If there was one man that had a profound effect on our history, perhaps more than any other, it was Gen. Murtala Ramat Mohammed. Sadly he was assassinated 40 years ago, on February 13th 1976. In a clime and a nation in which there are few true heroes, he was certainly one of them.

I could write a whole book on this man. It is a pity that the younger generation of Nigerians don’t know much about him or about what he did and achieved for our nation both before and after he became Head of State in 1975. Forty years after his murder his name still brings joy and admiration to his associates, friends and loved ones and terror and trepidation to his detractors and foes.
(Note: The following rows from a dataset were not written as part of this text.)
PR #1277, opened 2022-05-17
EVG-16782: Remove repo event queries

sophstad:
EVG-16782

### Description 
- Remove calls to `RepoEventLogsQuery` and `RepoEventSettings` so that we can safely update types on the backend
- Event Log pages for repos safely load an empty page

### Evergreen PR
Depended on by https://github.com/evergreen-ci/evergreen/pull/5668


malikchaya2 (changes requested):
I just added a comment to the [evergreen PR](https://github.com/evergreen-ci/evergreen/pull/5668#pullrequestreview-976094010). I'm not sure I understand how this switch solves the problem we were seeing.

khelif96 (commented):
To make sure i am understanding this. Is the goal of this PR and the linked evergreen PR to make it safe to update Repo Event to have nullable values instead of non nullable?

sophstad:
> To make sure i am understanding this. Is the goal of this PR and the linked evergreen PR to make it safe to update Repo Event to have nullable values instead of non nullable?

@khelif96 Yes! And that will be done via changing the resolver return type from `RepoEventSettings` to `ProjectEventSettings`, which is nullable.

khelif96:
> 

So I see that `RepoEventSettings` and `ProjectEventSettings` use different types for `projectRef` one of which is a `Project` the other is a `RepoRef` afaict the fields with in `Project` and `RepoRef`  share some fields they are not a 1:1 match. Is there a plan to update all of the references to all of those mismatched fields?

sophstad:
> So I see that `RepoEventSettings` and `ProjectEventSettings` use different types for `projectRef` one of which is a `Project` the other is a `RepoRef`. afaict the fields within `Project` and `RepoRef` share some fields but they are not a 1:1 match. Is there a plan to update all of the references to all of those mismatched fields?

@khelif96 this discussion is probably better suited for the app PR since that's where the types are being changed :)

khelif96:
> > So I see that `RepoEventSettings` and `ProjectEventSettings` use different types for `projectRef` one of which is a `Project` the other is a `RepoRef`. afaict the fields within `Project` and `RepoRef` share some fields but they are not a 1:1 match. Is there a plan to update all of the references to all of those mismatched fields?
> 
> @khelif96 this discussion is probably better suited for the app PR since that's where the types are being changed :)

Sure just moved it over.

malikchaya2 (approved):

Of all the former Heads of State and leaders in our country I admire him the most. His courage, focus, brazenness, righteous anger, strength of character, bellicose nature, passion and ability to take the bull by the horns and do what needed to be done, no matter whose ox was gored and no matter what the consequences were, was exemplary and outstanding.
In these days of cowardice, guile, deceit, doublespeak, subterfuge and political correctness, Mohammed would not have found much pleasure or joy and neither would he have been fully appreciated. He was blunt, fearless and irrepressible and, as they say, he was ”as tough as nails”. He was all that a real warrior ought to be. Most important of all he was inspirational: he scorned death and he had no fear of it.

What a man this was: truly the first among equals. He was a living example of the veracity of the adage that says “who dares wins”. His life was a manifestation of the fact that truly “fortune favors the bold”. Our domestic policy under his watch brought positive and monumental changes to the fortunes of our country and the character of our people. Our foreign policy under him, throughout the six months that he was Head of State, was a sight to be seen. It was Nigeria at her proudest and her best.

In those days we were rich, loud and boisterous. We could boast of having Africa’s strongest army and her most outstanding and best- educated middle class. We were big, strong and powerful and when Nigeria spoke the world listened. When we sneezed Africa literally caught a cold. When we roared, the world shook. We wielded this great power and influence on the world stage with immense dazzle and razzmatazz. Yet we were also cautious, restrained and deemed as being highly responsible. That is when Nigeria was regarded as the Giant of Africa and rightly so.

Without General Murtala Mohammed the eventual liberation of Angola, Zimbabwe and South Africa would not have been achieved when it was. Though he did not live to see it, he set the ball rolling and he threw down the gauntlet to the western powers and all those that supported racial tyranny and apartheid in the nations of southern Africa.

Some historians have even argued that that is precisely why he was eventually murdered. Yet if that was the motivation for organizing his assassination it did not stop anything because the cat was already out of the bag and his legacy had already been established and taken root.

This is confirmed by the fact that his extraordinary and dynamic foreign policy vis a vis the total liberation of our brother African nations and his unrelenting opposition and resistance to white minority rule in South Africa and Rhodesia (as it then was) continued under the able leadership of his second in command, General Olusegun Obasanjo, after he took over as Head of State on Feb. 14th 1976. The rest is history.

May General Murtala Ramat Mohammed’s courageous soul continue to rest in peace and may those that are in power today resurrect his spirit and build on his great legacy.